Sherrill has a tool that will eliminate your problem...

http://www.sherrilltree.com/Professional-Gear/Miscellaneous_2/Blue-Band-It-227


----------



## Treetom (Dec 1, 2009)

davej said:


> Sherrill has a tool that will eliminate your problem...
> 
> http://www.sherrilltree.com/Professional-Gear/Miscellaneous_2/Blue-Band-It-227



Now that is not helping the brother out.


----------



## treevet (Dec 1, 2009)

You may have been happier with the Pinnacle Classic w extra padding and suspenders like I got and I love it. 

Once you start getting the hip pain its tough.

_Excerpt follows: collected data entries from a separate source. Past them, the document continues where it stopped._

PR #9, opened 2021-09-03
Code quality: RSA and rand

SpencerNofzinger:
Code quality improvements for RSA and rand, mostly SAL, debug removal, and comments.

### DIFF
--- a/SymCryptEngine/src/sc_ossl_rand.c
+++ b/SymCryptEngine/src/sc_ossl_rand.c
@@ -19,21 +19,21 @@ extern "C" {
 #endif
 
 // RAND_seed() returns 1 on success, 0 otherwise. Since an error internally is fatal, we always return 1 here.
-static int sc_ossl_rand_seed(const void *buf, int num)
+static SCOSSL_STATUS sc_ossl_rand_seed(const void *buf, int num)
 {
     SymCryptProvideEntropy(buf, num);
     return 1;
 }
 
 // RAND_bytes() returns 1 on success, 0 otherwise. Since an error internally is fatal, we always return 1 here.
-static int sc_ossl_rand_bytes(unsigned char *buf, int num)
+static SCOSSL_STATUS sc_ossl_rand_bytes(unsigned char *buf, int num)
 {
     SymCryptRandom(buf, num);
     return 1;
 }
 
 // RAND_add() returns 1 on success, 0 otherwise. Since an error internally is fatal, we always return 1 here.
-static int sc_ossl_rand_add(const void *buf, int num, double randomness)
+static SCOSSL_STATUS sc_ossl_rand_add(const void *buf, int num, double randomness)
 {
     SymCryptProvideEntropy(buf, num);
     return 1;
@@ -41,14 +41,14 @@ static int sc_ossl_rand_add(const void *buf, int num, double randomness)
 
 // RAND_pseudo_bytes() returns 1 if the bytes generated are cryptographically strong, 0 otherwise.
 // Since an error internally is fatal, we always return 1 here.
-static int sc_ossl_rand_pseudorand(unsigned char *buf, int num)
+static SCOSSL_STATUS sc_ossl_rand_pseudorand(unsigned char *buf, int num)
 {
     SymCryptRandom(buf, num);
     return 1;
 }
 
 // RAND_status() returns 1 if the PRNG has been seeded with enough data, 0 otherwise. Since we guarantee this, we return 1.
-static int sc_ossl_rand_status(void)
+static SCOSSL_STATUS sc_ossl_rand_status(void)
 {
     return 1;
 }
--- a/SymCryptEngine/src/sc_ossl_rand.c
+++ b/SymCryptEngine/src/sc_ossl_rand.c
@@ -19,21 +19,21 @@ extern "C" {
 #endif
 
 // RAND_seed() returns 1 on success, 0 otherwise. Since an error internally is fatal, we always return 1 here.
-static SCOSSL_STATUS sc_ossl_rand_seed(const void *buf, int num)
+static SCOSSL_STATUS sc_ossl_rand_seed(_In_reads_bytes_(num) const void *buf, _In_ int num)
 {
     SymCryptProvideEntropy(buf, num);
     return 1;
 }
 
 // RAND_bytes() returns 1 on success, 0 otherwise. Since an error internally is fatal, we always return 1 here.
-static SCOSSL_STATUS sc_ossl_rand_bytes(unsigned char *buf, int num)
+static SCOSSL_STATUS sc_ossl_rand_bytes(_Out_writes_bytes_(num) unsigned char *buf, _In_ int num)
 {
     SymCryptRandom(buf, num);
     return 1;
 }
 
 // RAND_add() returns 1 on success, 0 otherwise. Since an error internally is fatal, we always return 1 here.
-static SCOSSL_STATUS sc_ossl_rand_add(const void *buf, int num, double randomness)
+static SCOSSL_STATUS sc_ossl_rand_add(_In_reads_bytes_(num) const void *buf, _In_ int num, _In_ double randomness)
 {
     SymCryptProvideEntropy(buf, num);
     return 1;
@@ -41,7 +41,7 @@ static SCOSSL_STATUS sc_ossl_rand_add(const void *buf, int num, double randomnes
 
 // RAND_pseudo_bytes() returns 1 if the bytes generated are cryptographically strong, 0 otherwise.
 // Since an error internally is fatal, we always return 1 here.
-static SCOSSL_STATUS sc_ossl_rand_pseudorand(unsigned char *buf, int num)
+static SCOSSL_STATUS sc_ossl_rand_pseudorand(_Out_writes_bytes_(num) unsigned char *buf, _In_ int num)
 {
     SymCryptRandom(buf, num);
     return 1;
--- a/SymCryptEngine/src/sc_ossl_rsa.c
+++ b/SymCryptEngine/src/sc_ossl_rsa.c
@@ -46,6 +46,7 @@ SCOSSL_RETURNLENGTH sc_ossl_rsa_pub_enc(int flen, _In_reads_bytes_(flen) const u
     SYMCRYPT_ERROR SymError = SYMCRYPT_NO_ERROR;
     BN_ULONG cbModulus = 0;
     SIZE_T cbResult = -1;
+    int res = -1;
     const RSA_METHOD *ossl_rsa_meth = NULL;
     PFN_RSA_meth_pub_enc pfn_rsa_meth_pub_enc = NULL;
     SC_OSSL_RSA_KEY_CONTEXT *keyCtx = RSA_get_ex_data(rsa, rsa_sc_ossl_idx);
@@ -173,8 +174,10 @@ SCOSSL_RETURNLENGTH sc_ossl_rsa_pub_enc(int flen, _In_reads_bytes_(flen) const u
         break;
     }
 
+    res = (cbResult <= INT_MAX) ? cbResult : -1;
+
 cleanup:
-    return cbResult;
+    return res;
 }
 
 SCOSSL_RETURNLENGTH sc_ossl_rsa_priv_dec(int flen, _In_reads_bytes_(flen) const unsigned char* from,
@@ -183,6 +186,7 @@ SCOSSL_RETURNLENGTH sc_ossl_rsa_priv_dec(int flen, _In_reads_bytes_(flen) const 
     SYMCRYPT_ERROR SymError = SYMCRYPT_NO_ERROR;
     BN_ULONG cbModulus = 0;
     SIZE_T cbResult = -1;
+    int res = -1;
     const RSA_METHOD *ossl_rsa_meth = NULL;
     PFN_RSA_meth_priv_dec pfn_rsa_meth_priv_dec = NULL;
     SC_OSSL_RSA_KEY_CONTEXT *keyCtx = RSA_get_ex_data(rsa, rsa_sc_ossl_idx);
@@ -302,8 +306,10 @@ SCOSSL_RETURNLENGTH sc_ossl_rsa_priv_dec(int flen, _In_reads_bytes_(flen) const 
         break;
     }
 
+    res = (cbResult <= INT_MAX) ? cbResult : -1;
+
 cleanup:
-    return cbResult;
+    return res;
 }
 
 SCOSSL_RETURNLENGTH sc_ossl_rsa_priv_enc(int flen, _In_reads_bytes_(flen) const unsigned char* from,
@@ -363,10 +369,6 @@ SCOSSL_STATUS sc_ossl_rsa_sign(int type, _In_reads_bytes_(m_length) const unsign
     }
 
     cbModulus = SymCryptRsakeySizeofModulus(keyCtx->key);
-    if( siglen != NULL )
-    {
-        *siglen = cbModulus;
-    }
     if( sigret == NULL || siglen == NULL )
     {
         goto cleanup;
@@ -391,7 +393,7 @@ SCOSSL_STATUS sc_ossl_rsa_sign(int type, _In_reads_bytes_(m_length) const unsign
                        SYMCRYPT_FLAG_RSA_PKCS1_NO_ASN1,
                        SYMCRYPT_NUMBER_FORMAT_MSB_FIRST,
                        sigret,
-                       siglen != NULL ? (*siglen > cbModulus ? cbModulus : *siglen) : 0,
+                       cbModulus,
                        &cbResult);
 
         if( SymError != SYMCRYPT_NO_ERROR )
@@ -416,7 +418,7 @@ SCOSSL_STATUS sc_ossl_rsa_sign(int type, _In_reads_bytes_(m_length) const unsign
                        0,
                        SYMCRYPT_NUMBER_FORMAT_MSB_FIRST,
                        sigret,
-                       siglen != NULL ? (*siglen > cbModulus ? cbModulus : *siglen) : 0,
+                       cbModulus,
                        &cbResult);
 
         if( SymError != SYMCRYPT_NO_ERROR )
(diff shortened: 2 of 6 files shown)


SymCryptEngine/src/sc_ossl_rand.c
```diff
@@ -19,36 +19,36 @@ extern "C" {
 #endif
 
 // RAND_seed() returns 1 on success, 0 otherwise. Since an error internally is fatal, we always return 1 here.
-static int sc_ossl_rand_seed(const void *buf, int num)
+static SCOSSL_STATUS sc_ossl_rand_seed(_In_reads_bytes_(num) const void *buf, _In_ int num)
```
samuel-lee-msft, line 22: >_In_ [](http://example.com/codeflow?start=78&length=4)

I think generally we don't mark up non-pointer parameters - they are unambiguously only input to a function.

SymCryptEngine/src/sc_ossl_rsa.c
```diff
@@ -988,7 +958,6 @@ int sc_ossl_rsa_keygen(RSA* rsa, int bits, BIGNUM* e,
     SC_OSSL_LOG_BIGNUM_DEBUG("d", rsa_d);
```
samuel-lee-msft, line 958: These should also probably be removed.

We could keep some debug logging if we ensure the debug macros don't generate any code in a release mode build, but I think there is not much benefit to keeping these lines around now we are passing functional tests.

samuel-lee-msft:
>     SC_OSSL_LOG_BYTES_DEBUG("SymCrypt pbPrivateExponent", pbPrivateExponent, cbPrivateExponent);

ditto

---
Refers to: SymCryptEngine/src/sc_ossl_rsa.c:1140 in 1122f0f. [](commit_id = 1122f0f99bd70b4f30cf5ee8c47d783974f3f51d, deletion_comment = False)

SymCryptEngine/src/sc_ossl_rsa.c
```diff
@@ -31,11 +31,19 @@ typedef int (*PFN_RSA_meth_priv_dec)(int flen, const unsigned char *from,
...
+// Encrypts flen bytes at from using public key rsa and stores ciphertext in to.
+// Same parameters as RSA_public_encrypt
+// - flen must not be more than RSA_size(rsa) - 11 for the PKCS #1 v1.5 based padding modes, not more than RSA_size(rsa) - 42
+//   for RSA_PKCS1_OAEP_PADDING and exactly RSA_size(rsa) for RSA_NO_PADDING
+// - from and to may overlap
+// - padding is ones of RSA_PKCS1_PADDING, RSA_PKCS1_OAEP_PADDING, RSA_SSLV23_PADDING, or RSA_NO_PADDING
+// Returns size of encrypted data (RSA_size(rsa)), or -1 on error
+_Success_(return >= 0)
+int sc_ossl_rsa_pub_enc(_In_ int flen, _In_reads_bytes_(flen) const unsigned char* from,
+    _Out_ unsigned char* to, _In_ RSA* rsa,
```
samuel-lee-msft, line 44: >_Out_ [](http://example.com/codeflow?start=4&length=5)

I think SAL tooling might read this as saying to is a pointer to a single character.
I imagine tooling might also barf at _Out_writes_bytes_( RSA_size(rsa) ), but it's a bit more explicit about the function's contract to a human reader

SymCryptEngine/src/sc_ossl_rsa.c
```diff
@@ -378,21 +384,18 @@ int sc_ossl_rsa_sign(int type, const unsigned char* m,
...
-        SC_OSSL_LOG_DEBUG("sigret NOT present");
         goto CommonReturn; // Not error - this can be called with NULL parameter for siglen
     }
 
     switch( type )
     {
     case NID_md5_sha1:
-        SC_OSSL_LOG_DEBUG("NID_md5_sha1");
         SC_OSSL_LOG_INFO("SymCrypt engine warning using Mac algorithm MD5+SHA1 which is not FIPS compliant");
         if( m_length != 36 )
```
samuel-lee-msft, line 400: >36 [](http://example.com/codeflow?start=24&length=2)

Would be good to #define these constants (representing the expected lengths in bytes of various hashes)

SymCryptEngine/src/sc_ossl_rsa.c
```diff
@@ -1296,9 +1267,10 @@ void sc_ossl_rsa_free_key_context(SC_OSSL_RSA_KEY_CONTEXT *keyCtx)
     return;
 }
 
-int sc_ossl_rsa_finish(RSA *rsa)
+// Destroys instance of RSA object. The memory for rsa is not freed by this function.
+// Returns 1 on success
+SCOSSL_STATUS sc_ossl_rsa_finish(_In_ RSA *rsa)
```
samuel-lee-msft, line 1272: >_In_ [](http://example.com/codeflow?start=33&length=4)

_Inout_ ?

SymCryptEngine/src/sc_ossl_rsa.c
```diff
@@ -1000,11 +959,10 @@ int sc_ossl_rsa_keygen(RSA* rsa, int bits, BIGNUM* e,
     goto CommonReturn;
```
SpencerNofzinger, line 959: I'm not really a fan of these err blocks being below the actual return statement - thoughts from others?

samuel-lee-msft: Right - yeah, we want to replace from CommonReturn to something more like:
`
cleanup:
    if( ret == 0 )
    {
        sc_ossl_rsa_free_key_context(keyCtx);
    }
    return ret;
`
Error paths just go to cleanup early, with ret set to 0, the success path hits cleanup with ret set to 1. This is something we want to change across the board.

SymCryptEngine/src/sc_ossl_rsa.h
```diff
@@ -12,42 +13,41 @@ extern "C" {
 
 extern int rsa_sc_ossl_idx;
 
-int sc_ossl_rsa_pub_enc(int flen, const unsigned char* from,
-                         unsigned char* to, RSA* rsa,
-                         int padding);
+_Success_(return >= 0)
```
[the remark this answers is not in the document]
samuel-lee-msft: I think SAL annotations should be in the headers for consistency.
The function purpose comments should also be with the function declarations in the headers - probably they should be removed from the function definitions to avoid duplication.

SymCryptEngine/src/sc_ossl_rsa.c
```diff
@@ -31,11 +31,19 @@ typedef int (*PFN_RSA_meth_priv_dec)(int flen, const unsigned char *from,
...
-    int padding)
+// Public Encryption
+// Encrypts flen bytes at from using public key rsa and stores ciphertext in to.
+// Same parameters as RSA_public_encrypt
+// - flen must not be more than RSA_size(rsa) - 11 for the PKCS #1 v1.5 based padding modes, not more than RSA_size(rsa) - 42
+//   for RSA_PKCS1_OAEP_PADDING and exactly RSA_size(rsa) for RSA_NO_PADDING
+// - from and to may overlap
+// - padding is ones of RSA_PKCS1_PADDING, RSA_PKCS1_OAEP_PADDING, RSA_SSLV23_PADDING, or RSA_NO_PADDING
+// Returns size of encrypted data (RSA_size(rsa)), or -1 on error
+_Success_(return >= 0)
```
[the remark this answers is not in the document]
samuel-lee-msft: I like that idea

SymCryptEngine/src/sc_ossl_rsa.c
samuel-lee-msft: We can't reasonably capture the various possible sizes of to for decrypt in SAL (depending on the padding), but the maximum required size is still RSA_size(rsa). I think it is reasonable to use the maximum size in the SAL annotation?

SymCryptEngine/src/sc_ossl_rsa.c
SpencerNofzinger: Changed. Please review this since the logic is a little messy in places.

SymCryptEngine/src/sc_ossl_rsa.c
```diff
@@ -543,56 +546,42 @@ int sc_ossl_rsa_sign(int type, const unsigned char* m,
...
-        //     goto err;
-        // }
-        // return pfn_rsa_meth_sign(type, m, m_length, sigret, siglen, rsa);
-        goto err;
+        cbResult = 0;
+        goto cleanup;
     }
 
-CommonReturn:
+    cbResult = 1;
```
SpencerNofzinger, line 559: This function never set result to 1 on success... not sure how it was passing before

SymCryptEngine/src/sc_ossl_rsa.c
```diff
@@ -366,38 +367,35 @@ int sc_ossl_rsa_sign(int type, const unsigned char* m,
...
     {
         if( sc_ossl_initialize_rsa_key((RSA *)rsa, keyCtx) == 0 )
         {
-            goto err;
+            goto cleanup;
         }
     }
 
     cbModulus = SymCryptRsakeySizeofModulus(keyCtx->key);
     cbResult = cbModulus;
```
SpencerNofzinger, line 381: Not sure why we set this here, it complicates a lot of the error logic into setting cbResult back to 0, and we never return a size in this function

SymCryptEngine/src/sc_ossl_rsa.c
```diff
@@ -366,38 +367,35 @@ int sc_ossl_rsa_sign(int type, const unsigned char* m,
...
-    SC_OSSL_LOG_DEBUG("m_length= %d", m_length);
     if( siglen != NULL )
     {
         *siglen = cbResult;
     }
     if( sigret == NULL )
     {
-        SC_OSSL_LOG_DEBUG("sigret NOT present");
-        goto CommonReturn; // Not error - this can be called with NULL parameter for siglen
+        goto cleanup; // Not error - this can be called with NULL parameter for siglen
```
SpencerNofzinger, line 388: Is this true? The documentation doesn't say anything about returning a length when a NULL parameter is passed in.
https://www.openssl.org/docs/man1.1.1/man3/RSA_sign.html

SymCryptEngine/src/sc_ossl_rsa.c
```diff
@@ -601,12 +590,12 @@ int sc_ossl_rsa_verify(int dtype, const unsigned char* m,
     switch( dtype )
```
SpencerNofzinger, line 590: Not sure why we set cbResult = cbModulus here, it complicates a lot of the error logic into setting cbResult back to 0, and we never return a size in this function

SymCryptEngine/src/sc_ossl_rsa.c
samuel-lee-msft: On looking at this again, for the `RSA_sign` API we are handling here (which only supports PKCS1 signatures) we should not accept NULL sigret.

I got confused because for RSAPSS signing (sc_ossl_rsapss.c) we are instead intercepting https://www.openssl.org/docs/man1.1.1/man3/EVP_PKEY_sign.html which _does_ support being called with a null `sig`, in which case the `siglen` is set and success returned.

It looks like in both cases I had thought the _return_ value was `SCOSSL_RETURNLENGTH` rather than `SCOSSL_STATUS` (we set cbResult to the size of the result and then return it on success).

SymCryptEngine/src/sc_ossl_rsa.c
samuel-lee-msft: Looks like I incorrectly thought this function had `SCOSSL_RETURNLENGTH` return value. I think probably we should return another variable (initially zero and set to 1 only on success), and only set `cbResult` in calls to `SymCryptRsaPkcs1Sign`.

I think we should also set `siglen` _after_ successfully producing the signature, rather than always setting it to `cbModulus`. (In RSAPSS we would set `siglen` to `cbModulus` when `sig` is NULL, or to `cbResult` when `sig` is not NULL and after successfully producing the signature)

SymCryptEngine/src/sc_ossl_rsa.c
samuel-lee-msft: Good catch - I think probably in unit tests callers may only be checking for non-zero => success if they expect only 1 or 0 to be returned. To repeat another comment, I think we should return a different variable which is initially 0 and only set to 1 on success.

SymCryptEngine/src/sc_ossl_rsa.c
```diff
@@ -46,31 +53,32 @@ int sc_ossl_rsa_pub_enc(int flen, const unsigned char* from,
     if( keyCtx == NULL )
     {
         SC_OSSL_LOG_ERROR("SymCrypt Context Not Found.");
-        goto err;
+        goto cleanup;
```
samuel-lee-msft, line 56: >goto cleanup; [](http://example.com/codeflow?start=8&length=13)

missing cbResult = -1

SymCryptEngine/src/sc_ossl_rsa.c
```diff
@@ -31,11 +31,18 @@ typedef int (*PFN_RSA_meth_priv_dec)(int flen, const unsigned char *from,
...
+#define SC_OSSL_SHA512_DIGEST_LENGTH (64)
+
+SCOSSL_RETURNLENGTH sc_ossl_rsa_pub_enc(int flen, _In_reads_bytes_(flen) const unsigned char* from,
+    _Out_writes_bytes_(RSA_size(rsa)) unsigned char* to, _In_ RSA* rsa,
     int padding)
 {
-    SC_OSSL_LOG_DEBUG(NULL);
     SYMCRYPT_ERROR SymError = SYMCRYPT_NO_ERROR;
     BN_ULONG cbModulus = 0;
     BN_ULONG cbResult = 0;
```
samuel-lee-msft, line 48: >BN_ULONG cbResult = 0; [](http://example.com/codeflow?start=4&length=22)

There's an argument to set cbResult to -1 initially (assume error result).

It would remove a bunch of lines below, but we would need to be careful to set it to -1 again if `SymCryptRsa*` returns an error.

SymCryptEngine/src/sc_ossl_rsa.c
```diff
@@ -352,12 +355,10 @@ int sc_ossl_rsa_pub_dec(int flen, const unsigned char* from,
...
-    unsigned int m_length,
-    unsigned char* sigret, unsigned int* siglen,
-    const RSA* rsa)
+SCOSSL_STATUS sc_ossl_rsa_sign(int type, _In_reads_bytes_(m_length) const unsigned char* m, unsigned int m_length,
+    _Out_writes_bytes_(siglen) unsigned char* sigret, _Out_ unsigned int* siglen,
+    _In_ const RSA* rsa)
 {
-    SC_OSSL_LOG_DEBUG(NULL);
     BN_ULONG cbModulus = 0;
     size_t cbResult = 0;
```
samuel-lee-msft, line 363: >size_t [](http://example.com/codeflow?start=4&length=6)

Hmm, we should either have all `cbResult` variables be `SIZE_T` (probably better) or `BN_ULONG` - we currently have a mix.

SymCryptEngine/src/sc_ossl_rsa.c
samuel-lee-msft: Slight amendment, my previous comment was about the `sc_ossl_rsa_sign`;
here in `sc_ossl_rsa_verify` I think we can remove `cbResult` entirely and return a SCOSSL_STATUS (called `scosslStatus`?) variable.

SpencerNofzinger: Thanks, that makes sense. Alright, changing it to ret instead.

SpencerNofzinger: In regards to siglen after producing signature, its value is used in the SymCryptRsaPkcs1Sign functions. We could change that to just always be cbModulus, but I'll let you speak on the implications of that. For now I'm leaving siglen to cbModulus for this iteration.

SymCryptEngine/src/sc_ossl_rsa.c
SpencerNofzinger: Thanks, makes sense.

SymCryptEngine/src/sc_ossl_rsa.c
SpencerNofzinger: Thanks, I agree.

SpencerNofzinger: Additionally, these functions are supposed to return an int, and both proposed types for cbResult (BN_ULONG and size_t) are unsigned. Are there any concerns with this overflowing?

SpencerNofzinger: I can set the size_t to -1, and I think the conversion from unsigned to signed will preserve the -1

SymCryptEngine/src/sc_ossl_rsa.c
```diff
@@ -352,52 +339,47 @@ int sc_ossl_rsa_pub_dec(int flen, const unsigned char* from,
...
         {
-            goto err;
+            goto cleanup;
         }
     }
 
     cbModulus = SymCryptRsakeySizeofModulus(keyCtx->key);
-    cbResult = cbModulus;
-    SC_OSSL_LOG_DEBUG("m_length= %d", m_length);
     if( siglen != NULL )
```
samuel-lee-msft, line 366: I think we should remove this if, and `*siglen` should be set to `cbResult` before returning success.
The calls to `SymCryptRsaPkcs1Sign` can just specify `cbModulus` as the `cbSignature` (the penultimate) parameter.

SymCryptEngine/src/sc_ossl_rsa.c
samuel-lee-msft: Yeah, I just made a comment to that effect - the value passed to SymCryptRsaPkcs1Sign is already always going to be cbModulus, we are just doing confused logic to get there (probably due to similar but different logic being required for RSAPSS)

samuel-lee-msft (commented):
Awesome, I think this is looking very close to ready to merge - thanks for cleaning this up! :)
Just 1 outstanding comment, and I'll also double check unit tests on my side before approving.

SymCryptEngine/src/sc_ossl_rsa.c
samuel-lee-msft: Setting the unsigned value to -1 is always OK (will set the unsigned value to UINT_MAX)

The conversion back to int looks like it's actually implementation defined, so we should probably be safe and explicitly convert cbResult to an int res (i.e. by setting res to cbResult iff it's <= INT_MAX, and -1 otherwise).

samuel-lee-msft:
> Awesome, I think this is looking very close to ready to merge - thanks for cleaning this up! :)
> Just 1 outstanding comment, and I'll also double check unit tests on my side before approving.

I just ran unit tests - looks good to merge

samuel-lee-msft (approved):
I just ran unit tests, and had a look at latest. Looks good to merge from my side.

PR #10, opened 2021-09-07
Code quality: DH and DSA

SpencerNofzinger:


samuel-lee-msft:
LGTM - just may want to move the function comments into the headers

SpencerNofzinger:
> LGTM - just may want to move the function comments into the headers

Did so and used the new type SCOSSL_RETURNLENGTH from the other PR

samuel-lee-msft (approved):

PR #12, opened 2021-09-22
Code quality: ECC

SpencerNofzinger:


SpencerNofzinger:
Not done with the whole ecc source file but starting the review anyway

SymCryptEngine/src/sc_ossl_ecc.c
```diff
@@ -891,7 +853,7 @@ ECDSA_SIG* sc_ossl_eckey_sign_sig(const unsigned char* dgst, int dgst_len,
         }
         if( s != NULL )
         {
-            BN_free(r);
+            BN_free(s);
```
samuel-lee-msft, line 856: Good catch!

SymCryptEngine/src/sc_ossl_ecc.c
```diff
@@ -1036,7 +1036,7 @@ SCOSSL_RETURNLENGTH sc_ossl_eckey_compute_key(_Out_writes_bytes_(pseclen) unsign
 
     int res = -1; // fail
 
-    switch( sc_ossl_get_context(ecdh, &keyCtx) )
+    switch( sc_ossl_get_context((EC_KEY*)ecdh, &keyCtx) )
```
SpencerNofzinger, line 1052: I wanted to fix the the compiler warning as it was irritating - however not sure the best way to handle this. This get context function does a couple different things, and in certain paths may alter the ecdh parameter, but in this path it should not, so I think removing the const is fine. Thoughts?

SymCryptEngine/src/sc_ossl_ecc.h
```diff
@@ -17,33 +18,67 @@ typedef int (*PFN_eckey_set_private)(EC_KEY *key, const BIGNUM *priv_key);
...
 
 // int sc_ossl_eckey_init(EC_KEY *key);
-void sc_ossl_eckey_finish(EC_KEY *key);
+
+// Frees SymCrypt-specific components of key
+void sc_ossl_eckey_finish(_Inout_ EC_KEY *key);
+
 // int sc_ossl_eckey_copy(EC_KEY *dst, const EC_KEY *src);
 // int sc_ossl_eckey_set_group(EC_KEY *key, const EC_GROUP *grp);
 // int sc_ossl_eckey_set_private(EC_KEY *key, const BIGNUM *priv_key);
```
SpencerNofzinger, line 27: Do we want to keep these or remove them?

SpencerNofzinger: (The commented out functions)

samuel-lee-msft: I think we can remove them

SymCryptEngine/src/sc_ossl_ecc.c
samuel-lee-msft: It would probably be better to refactor `sc_ossl_get_context` so we can call a version with a const EC_KEY and fail if EC_KEY_get_ex_data returns NULL, rather than allocating and setting the ex_data in this case. I think we may still get errors in the Sanitize build with a cast?

For now I think it's fine to do the cast here saying we shouldn't hit the paths where we modify `ecdh` from here, with a TODO comment to refactor if you want to prioritize other stuff.

SpencerNofzinger: Agreed

SymCryptEngine/src/sc_ossl_ecc.h
```diff
@@ -16,34 +17,61 @@ typedef int (*PFN_eckey_set_group)(EC_KEY *key, const EC_GROUP *grp);
...
+
+// Generates a new public and private key for the supplied key object.
+// key must have an EC_GROUP object associated with it before calling this function.
+// Returns 1 on success or 0 on error.
+SCOSSL_STATUS sc_ossl_eckey_keygen(_Inout_ EC_KEY *key);
+
+// Computes shared secret psec and secret length pseclen using pub_key and ecdh.
+// Allocates psec on success.
+// Returns length of secret on success, or -1 on error.
+SCOSSL_RETURNLENGTH sc_ossl_eckey_compute_key(_Out_writes_bytes_(pseclen) unsigned char **psec,
```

You cannot exercise to improve it, you cannot take a steroid shot (in the hip) and often the only answer is retiring to management or getting the hip replaced.


----------



## Jeff_Cochran (Dec 1, 2009)

you must lower the bridge and tighten the leg straps and but strap until you fell like you are going to fall over then tighten up the bridge and loosen leg straps and but straps until stable and upright when you sit in it. the bridge is not a second waist belt; it is adjustable. the waist belt is there to keep you in the harness not the bridge. also use the tie in points on the sides for full mobility. if you have a belly you will want to get the suspenders to keep the belt riding right. oh and your welcome


----------



## treevet (Dec 1, 2009)

suspenders are great just for comfort and esp if you have to use something larger than a ms200. I don't have a belly but have narrow hips and the saddle can slide down.


----------



## treemandan (Dec 1, 2009)

Jeff_Cochran said:


> you must lower the bridge and tighten the leg straps and but strap until you fell like you are going to fall over then tighten up the bridge and loosen leg straps and but straps until stable and upright when you sit in it. the bridge is not a second waist belt; it is adjustable. the waist belt is there to keep you in the harness not the bridge. also use the tie in points on the sides for full mobility. if you have a belly you will want to get the suspenders to keep the belt riding right. oh and your welcome



I am really confused now and thanks.


----------



## treemandan (Dec 1, 2009)

oldirty said:


> loosen up the leg staps? but the best cure for crushed nuts is indeed the bosun seat on the saddle.
> 
> help your climb out too by going onto a split tail system.



Probably the best bet.


----------



## Jeff_Cochran (Dec 1, 2009)

treemandan said:


> I am really confused now and thanks.



it's purrty simple if you can follow instructions. 1. throw rope over low crotch that you can sit on without touching trunk or ground. 2. tighten waist belt. 3. tighten leg straps. 4. tighten but straps. 5. tighten bridge. 6. sit in harness. 7. feel nuts crunch. 8. loosen bridge via straps on side of harness. tighten legs straps and but straps. 9. sit on rope. 10. repeat adjusting the bridge lower and lower until center of gravity is high and you are falling backwards when sitting on rope. 11. now reverse the procedure. tightening the bridge mm at a time until your cog is correct and you are sitting upright on the rope with no fatigue. DON'T OVER THINK THIS JUST FOLLOW INSTRUCTIONS; I KNOW THIS IS HARD FOR SOME OF YOU. IF FOLLOWING DIRECTIONS IS THAT HARD, THEN DON'T PLAY IN TRAFFIC ON THE FREEWAY. :chainsawguy:


----------



## Jeff_Cochran (Dec 1, 2009)

treemandan said:


> probably the best bet.



the best cure for crushed nuts is a properly adjusted saddle. Bosun seats were designed for hip crushing problems. and if you've ever sat on one of your nuts while climbing in a bosun seat you'll agree.


----------



## treevet (Dec 1, 2009)

Jeff_Cochran said:


> . Bosun seats were designed for hip crushing problems



I disagree with that opinion....just checked your stats....you're 30 years old, the OP has been climbing for 30 years. This is the source of his hip problems.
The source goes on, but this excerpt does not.